- Activity -
In this exercise, set down every entry that follows exactly as it appears.

(Saved entries)
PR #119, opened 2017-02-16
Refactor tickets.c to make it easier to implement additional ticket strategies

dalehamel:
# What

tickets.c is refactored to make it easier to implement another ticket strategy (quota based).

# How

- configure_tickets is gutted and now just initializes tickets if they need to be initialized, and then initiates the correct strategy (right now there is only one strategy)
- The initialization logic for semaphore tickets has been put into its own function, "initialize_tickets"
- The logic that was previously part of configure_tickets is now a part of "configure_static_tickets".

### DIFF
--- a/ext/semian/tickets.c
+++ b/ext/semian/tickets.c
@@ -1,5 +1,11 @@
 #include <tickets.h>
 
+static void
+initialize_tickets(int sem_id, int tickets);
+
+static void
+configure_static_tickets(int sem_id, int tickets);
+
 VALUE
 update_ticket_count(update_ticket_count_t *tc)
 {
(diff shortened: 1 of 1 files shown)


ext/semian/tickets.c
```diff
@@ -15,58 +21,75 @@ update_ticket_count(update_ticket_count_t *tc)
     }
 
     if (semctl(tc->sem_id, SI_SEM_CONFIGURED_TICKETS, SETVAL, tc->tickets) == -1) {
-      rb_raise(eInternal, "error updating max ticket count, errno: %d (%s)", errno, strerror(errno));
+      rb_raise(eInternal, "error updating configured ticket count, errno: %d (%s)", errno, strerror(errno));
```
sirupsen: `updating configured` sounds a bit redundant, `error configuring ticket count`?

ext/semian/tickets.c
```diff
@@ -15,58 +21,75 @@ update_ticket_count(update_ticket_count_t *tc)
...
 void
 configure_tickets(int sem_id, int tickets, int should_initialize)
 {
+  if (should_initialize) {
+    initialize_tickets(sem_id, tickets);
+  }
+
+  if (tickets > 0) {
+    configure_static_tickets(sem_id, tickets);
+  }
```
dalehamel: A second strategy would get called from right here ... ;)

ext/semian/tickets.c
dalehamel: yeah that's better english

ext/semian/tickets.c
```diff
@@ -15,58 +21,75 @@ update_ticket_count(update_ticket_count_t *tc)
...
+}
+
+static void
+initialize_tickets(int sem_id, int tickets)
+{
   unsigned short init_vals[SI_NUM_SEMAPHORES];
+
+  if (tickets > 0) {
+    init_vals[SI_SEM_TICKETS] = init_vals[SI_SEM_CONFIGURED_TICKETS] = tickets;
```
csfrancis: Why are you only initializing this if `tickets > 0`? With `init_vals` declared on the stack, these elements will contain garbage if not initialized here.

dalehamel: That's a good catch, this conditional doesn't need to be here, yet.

- Finished exercise -
PR #119, opened 2017-02-16
Refactor tickets.c to make it easier to implement additional ticket strategies

dalehamel:
# What

tickets.c is refactored to make it easier to implement another ticket strategy (quota based).

# How

- configure_tickets is gutted and now just initializes tickets if they need to be initialized, and then initiates the correct strategy (right now there is only one strategy)
- The initialization logic for semaphore tickets has been put into its own function, "initialize_tickets"
- The logic that was previously part of configure_tickets is now a part of "configure_static_tickets".

### DIFF
--- a/ext/semian/tickets.c
+++ b/ext/semian/tickets.c
@@ -1,5 +1,11 @@
 #include <tickets.h>
 
+static void
+initialize_tickets(int sem_id, int tickets);
+
+static void
+configure_static_tickets(int sem_id, int tickets);
+
 VALUE
 update_ticket_count(update_ticket_count_t *tc)
 {
(diff shortened: 1 of 1 files shown)


ext/semian/tickets.c
```diff
@@ -15,58 +21,75 @@ update_ticket_count(update_ticket_count_t *tc)
     }
 
     if (semctl(tc->sem_id, SI_SEM_CONFIGURED_TICKETS, SETVAL, tc->tickets) == -1) {
-      rb_raise(eInternal, "error updating max ticket count, errno: %d (%s)", errno, strerror(errno));
+      rb_raise(eInternal, "error updating configured ticket count, errno: %d (%s)", errno, strerror(errno));
```
sirupsen: `updating configured` sounds a bit redundant, `error configuring ticket count`?

ext/semian/tickets.c
```diff
@@ -15,58 +21,75 @@ update_ticket_count(update_ticket_count_t *tc)
...
 void
 configure_tickets(int sem_id, int tickets, int should_initialize)
 {
+  if (should_initialize) {
+    initialize_tickets(sem_id, tickets);
+  }
+
+  if (tickets > 0) {
+    configure_static_tickets(sem_id, tickets);
+  }
```
dalehamel: A second strategy would get called from right here ... ;)

ext/semian/tickets.c
dalehamel: yeah that's better english

ext/semian/tickets.c
```diff
@@ -15,58 +21,75 @@ update_ticket_count(update_ticket_count_t *tc)
...
+}
+
+static void
+initialize_tickets(int sem_id, int tickets)
+{
   unsigned short init_vals[SI_NUM_SEMAPHORES];
+
+  if (tickets > 0) {
+    init_vals[SI_SEM_TICKETS] = init_vals[SI_SEM_CONFIGURED_TICKETS] = tickets;
```
csfrancis: Why are you only initializing this if `tickets > 0`? With `init_vals` declared on the stack, these elements will contain garbage if not initialized here.

dalehamel: That's a good catch, this conditional doesn't need to be here, yet.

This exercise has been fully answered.